In use, the stop member 26 provides means for constraining the aforementioned moveable
components in addition to the downhole and uphole facing internal shoulders 16,18.
[0017] Appropriate pressure relief means 28 (for example, a burst disc, a pressure relief
valve, or a number of suitably sized nozzles) is provided in the bottom sub 8 so as
to allow the escape of fluid from the bore 14 when the static pressure therein increases
to a predetermined level. The fluid pressure within the bypass valve 2 may be thereby
retained within acceptable limits. In this way, undesirable damage to the bypass valve
2 and the associated string, particularly during an anchor setting operation, may
be avoided.
[0018] As mentioned above, a number of moveable components are retained within the bore
14 between the downhole and uphole facing internal shoulders 16,18. These components
include a primary piston 30, a primary compression spring 32, a primary piston extension
member 34, a secondary piston 36, and a secondary compression spring 38.
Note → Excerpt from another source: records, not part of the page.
PR #800, opened 2023-03-11
feat(filesystem): use fd/find as first level filter in fzy, cancel jobs as needed

cseickel:
The advantage here is that the fzy search will work in much larger directories because we no longer try to load **all** of the files and fzy search in memory. Now we will have a first level search using the external program which searches for the existence of all of the characters in the term.

The downside is that it will no longer find matches that are in a different order than what you type. I think that is a reasonable trade off because the old way was only usable in small projects.

If we want to recreate a perfect fzy search, we should just use fzy itself. I think we may be able to use [nvim-fzf](https://github.com/vijaymarupudi/nvim-fzf) or at least lean from its code base.

The other change made here is that we now keep track of running jobs for the external find command and kill them when a new one comes in or when the search is exited.

### DIFF
--- a/lua/neo-tree/sources/filesystem/init.lua
+++ b/lua/neo-tree/sources/filesystem/init.lua
@@ -184,6 +184,8 @@ end
 
 M.reset_search = function(state, refresh, open_current_node)
   log.trace("reset_search")
+  -- Cancel any pending search
+  require("neo-tree.sources.filesystem.lib.filter_external").cancel()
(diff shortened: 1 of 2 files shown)


cseickel:
@pysan3 FYI: I made some changes that will make it work in larger directories without bringing the computer to a grinding halt. You do lose the ability to find results that are out of order, but I think it is a reasonable trade off.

[0019] The primary piston 30 is generally cylindrical in shape and defines a primary piston
bore 40. The downhole portion of the primary piston 30 is provided with four laterally
extending piston apertures 42. The piston apertures 42 are similar to the body apertures
20 both in size and in arrangement. In addition to these apertures 42, the uphole
portion of the primary piston 30 is provided with a first set of secondary piston
apertures 44. These apertures 44 are equi-spaced about the longitudinal axis of the
bypass valve 2 and are arranged in a common plane perpendicular to said axis. Furthermore,
each of the secondary piston apertures 44 extends from the primary piston bore 40
in a downhole and radially outward direction. A generally central portion of the primary
piston 30 is provided with a second set of secondary piston apertures 46. The apertures
44,46 of the first and second sets are arranged about said longitudinal axis in an
identical manner and are identical in size. However, the second set of secondary piston
apertures 46 differs from the first set in that each aperture 46 of the second set
extends from the primary piston bore 40 in an uphole and radially outward direction.
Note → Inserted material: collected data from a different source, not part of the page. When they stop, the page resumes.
Issue #451, opened 2022-07-21
How I exit fuzzy finder without close tree?


guilhermeprokisch:
How I do search with '/' and exit to navigate the result tree?

<img width="559" alt="image" src="https://user-images.githubusercontent.com/12011070/180267007-936138de-176d-4bb3-a9b4-11251ad77598.png">

guilhermeprokisch:
Thanks, but it's doesn't working 

 Why not just exit the the filter mode and keep the tree without refresh keeping the filter?

cseickel:
> Why not just exit the filter mode and keep the tree without refresh and keeping the filter?

That's not really how a fuzzy finder should work to me. You can use the `filter_on_submit` command to keep a filtered list after leaving the search popup.

I think the more constructive thing would be to figure out why the navigation mappings are not working. Could it be they are being overridden with different mappings in some autocmd you have configured?

guilhermeprokisch:
> That's not really how a fuzzy finder should work to me. You can use the filter_on_submit command to keep a filtered list after leaving the search popup. That command is mapped to f by default.

That's exactly the functionality that I was looking for :)

cseickel:
> > You can use the `<Up>`/`<C-p>` and `<Down>`/`<C-n>` keys to select items in the search results, then hit enter to open it.
> 
> and or the arrows don't work for me... Also, I can't find it documented in :help neo-tree.

You're right that it's not documented, it's just common convention. I assume everyone has used Telescope or fzf and that these movements would be intuitive.

If it's not working, you probably have something in your config that is overriding the mappings.

adoyle-h:
`<Up>/<C-p>` and `<Down>/<C-n>` keys not work for me too. And there is no keymap binding for `:map <C-n>`.
@cseickel

cseickel:
Same answer @adoyle-h, there must be something in your config which is overriding these mappings. If it's not explicitly written in your own config files, it could be another plugin.

Those mapping would be commonly used by an autocomplete plugin, maybe it's in that config.

nyngwang:
> `<Up>/<C-p>` and `<Down>/<C-n>` keys not work for me too. And there is no keymap binding for `:map <C-n>`. @cseickel

@adoyle-h And it's possible that you set `setup { use_default_mappings = false }`. Did you resolve it?

adoyle-h:
@nyngwang I have found it is my fault. It not key mapping overridden, but the cursor line off.
[...]

PR #818, opened 2023-03-19
feat: add fuzzy_finder_mappings to customize mappings for filter popup in fuzzy_finder_mode

adoyle-h:
related issue: https://github.com/nvim-neo-tree/neo-tree.nvim/issues/451#issuecomment-1475284693

### DIFF
--- a/README.md
+++ b/README.md
@@ -292,7 +292,14 @@ use {
               ["<c-x>"] = "clear_filter",
               ["[g"] = "prev_git_modified",
               ["]g"] = "next_git_modified",
-            }
+            },
+
+            fuzzy_finder_mappings = { -- define keymaps for filter popup window in fuzzy_finder_mode
+              ["<down>"] = "move_cursor_down",
+              ["<C-n>"] = "move_cursor_down",
+              ["<up>"] = "move_cursor_up",
+              ["<C-p>"] = "move_cursor_up",
+            },
           }
         },
         buffers = {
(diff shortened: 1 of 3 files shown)


cseickel:
@adoyle-h While this certainly works, it seems a little rushed. For one, it doesn't make sense for the fuzzy finder mappings config to be at the root level of the config when it only applies to the filesystem source. Also, you are exposing a lot of internal implementation details with the arguments being passed and your example.

It would probably be better to have a mappings config for the filter popup that is similar to the mappings used on the main window. In this particular example, the logic for how the focus is moved up or down should not be exposed to the end user. We should be giving them ready made command names that they just need to provide the mapping(s) for.

adoyle-h:
> It would probably be better to have a mappings config for the filter popup that is similar to the mappings used on the main window. 

Agree. I will fix it.

> We should be giving them ready made command names that they just need to provide the mapping(s) for.

How to create mappings and bind them with the filter popup? The `input` node is created in show_filter function. Its `bufnr` is unpredictable.

README.md
```diff
@@ -292,7 +292,14 @@ use {
               ["<c-x>"] = "clear_filter",
               ["[g"] = "prev_git_modified",
               ["]g"] = "next_git_modified",
-            }
+            },
+
```
cseickel, line 296:
```suggestion

```
Remove extra blank line.

cseickel (approved):
Looks good, thanks!

cseickel (approved):

ditsuke:
Works very well, thank you!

The directions in which the secondary piston apertures 44,46 extend reduce the pressure
losses associated with a fluid flow through the bypass valve 2. Both said first and
second sets are comprised of the six secondary piston apertures. An alternative number
of apertures 44,46 may be used as appropriate.
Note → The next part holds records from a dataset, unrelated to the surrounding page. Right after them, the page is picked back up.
PR #837, opened 2023-03-30
feat: add "none" as an option for cwd_target

### LINKED ISSUE #835: Add support for cwd_target = "none"
Would it be possible to add `"none"` as a `cwd_target` option? I use neo-tree in two ways:

1. Position = `sidebar`: When I change the root directory here, I would like the `cwd` in Neovim to update. This already works great with `cwd_target = "global"`.
2. Position = `current`: Here, I'm navigating for a nearby file. As I browse, I don't want the `cwd` to change at all.

I hope this might be as simple as returning `nil, nil` in `get_params_for_cwd` and some `if` checks in the two call sites, but I don't know if there are other reasons why this would be insufficient. Happy to put up a PR if that's all the work that's involved. Thank you!

apazzolini:
Closes #835 

I've been using this locally for a few weeks and it's worked well. I'm not sure if anything special needs to be done with the nil result where `get_params_for_cwd` is called inside the `get_cwd` function, but I haven't seen any errors so far.


cseickel (commented):
The only thing I don't really like is that `M.get_cwd` will have an error on line 317. It will be handled appropriately in the end but I don't like that we are knowingly creating an error.

Maybe it can be changed to something like this:

```lua
M.get_cwd = function(state)
  local winid, tabnr = get_params_for_cwd(state)
  local success, cwd = false, ""
  if winid or tabnr then
    success, cwd = pcall(vim.fn.getcwd, winid, tabnr)
  end
  if success then
    return cwd
  else
    success, cwd = pcall(vim.fn.getcwd)
    if success then
      return cwd
    else
      return state.path
    end
  end
end
```

apazzolini:
> Maybe it can be changed to something like this:

Makes sense to me! I pushed up that change.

[0020] The primary compression spring 32 is located downhole of the primary piston 30 and
abuts the uphole facing internal shoulder 18. The primary piston extension member
34 is located between the primary piston 30 and the primary compression spring 32.
The arrangement is such that the primary compression spring 32 presses the primary
piston extension member 34 into abutment with the primary piston 30 which is in turn
pressed uphole into abutment with the downhole facing internal shoulder 16.
[0021] With the primary piston 30 pressed against the downhole facing internal shoulder
16 as shown in Figure 1, the bypass valve 2 is arranged in an unset configuration.
In this configuration, the primary compression spring 32 is sufficiently compressed
to prevent premature downhole movement of the primary piston 30. Furthermore, the
geometry of the primary piston 30 is such that, when positioned as shown in Figure
1 (i.e when the bypass valve 2 is in the unset configuration), the first set of secondary
piston apertures 44 is located adjacent the uphole region of body element recess 24,
the second set of secondary piston apertures 46 is located adjacent the downhole region
of the body element recess 24, and the piston apertures 42 are located adjacent the
body apertures 20.
[0022] In the unset configuration, the first and second sets of secondary piston apertures
44,46 provide fluid communication between the primary piston bore 40 and the body
element recess 24. Thus, fluid passing through the bypass valve 2 will tend to flow
both along the entire length of the primary piston bore 40 and also along a secondary
path which bypasses a central section of the bore 40. In following the secondary path,
a downhole flow of fluid passes from the primary piston bore 40 through the first
set of secondary piston apertures 44 and into an annular passage 48 defined by the
body element recess 24 and the external surface of the primary piston 30. Said fluid
then flows downhole through the annular passage 48 and back into the primary piston
bore 40 via the second set of secondary piston apertures 46.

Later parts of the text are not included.